Start of Block

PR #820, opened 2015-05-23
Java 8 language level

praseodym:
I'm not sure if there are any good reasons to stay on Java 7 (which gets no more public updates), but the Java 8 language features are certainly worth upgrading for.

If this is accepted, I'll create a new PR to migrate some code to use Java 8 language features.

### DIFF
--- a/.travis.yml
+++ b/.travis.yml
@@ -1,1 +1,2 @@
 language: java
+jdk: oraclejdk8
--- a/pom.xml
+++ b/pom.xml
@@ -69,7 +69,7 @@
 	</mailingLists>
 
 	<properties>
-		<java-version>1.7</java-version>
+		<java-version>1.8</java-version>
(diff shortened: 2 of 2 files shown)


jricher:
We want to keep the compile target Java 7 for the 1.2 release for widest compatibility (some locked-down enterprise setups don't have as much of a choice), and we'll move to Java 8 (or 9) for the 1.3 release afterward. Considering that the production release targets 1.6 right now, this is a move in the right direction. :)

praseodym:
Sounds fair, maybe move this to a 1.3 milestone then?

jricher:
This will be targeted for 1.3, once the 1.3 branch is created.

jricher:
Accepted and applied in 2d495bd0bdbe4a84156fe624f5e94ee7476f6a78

End of Block
Start of Block

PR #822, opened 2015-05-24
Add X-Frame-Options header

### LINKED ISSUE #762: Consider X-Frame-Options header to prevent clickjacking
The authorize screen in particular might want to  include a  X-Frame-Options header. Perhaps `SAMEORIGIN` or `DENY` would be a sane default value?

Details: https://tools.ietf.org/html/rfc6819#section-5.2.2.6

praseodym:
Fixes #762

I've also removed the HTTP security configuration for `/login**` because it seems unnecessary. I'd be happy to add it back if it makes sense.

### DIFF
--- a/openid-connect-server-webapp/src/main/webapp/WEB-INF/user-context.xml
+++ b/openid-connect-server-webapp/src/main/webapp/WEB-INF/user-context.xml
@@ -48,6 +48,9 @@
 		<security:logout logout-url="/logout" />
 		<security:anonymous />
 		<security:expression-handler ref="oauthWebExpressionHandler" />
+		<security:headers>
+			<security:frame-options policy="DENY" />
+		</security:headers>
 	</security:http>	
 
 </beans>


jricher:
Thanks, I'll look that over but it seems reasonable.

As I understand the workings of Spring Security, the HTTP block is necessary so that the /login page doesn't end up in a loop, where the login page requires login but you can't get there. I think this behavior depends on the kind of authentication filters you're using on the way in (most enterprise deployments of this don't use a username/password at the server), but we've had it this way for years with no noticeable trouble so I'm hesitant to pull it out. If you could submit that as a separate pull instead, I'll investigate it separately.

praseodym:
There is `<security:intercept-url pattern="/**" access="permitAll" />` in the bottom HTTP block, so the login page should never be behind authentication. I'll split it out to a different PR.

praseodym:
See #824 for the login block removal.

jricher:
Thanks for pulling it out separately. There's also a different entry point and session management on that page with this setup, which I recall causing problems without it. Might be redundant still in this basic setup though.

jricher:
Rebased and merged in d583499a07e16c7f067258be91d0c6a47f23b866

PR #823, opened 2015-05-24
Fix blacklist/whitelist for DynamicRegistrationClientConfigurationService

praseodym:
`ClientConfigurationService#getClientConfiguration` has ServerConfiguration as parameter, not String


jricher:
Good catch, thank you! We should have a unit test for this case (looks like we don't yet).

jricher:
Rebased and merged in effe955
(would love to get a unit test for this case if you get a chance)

End of Block

Work required -> Report every line above that has the string "features" in it.

Task answer ->
I'm not sure if there are any good reasons to stay on Java 7 (which gets no more public updates), but the Java 8 language features are certainly worth upgrading for.
If this is accepted, I'll create a new PR to migrate some code to use Java 8 language features.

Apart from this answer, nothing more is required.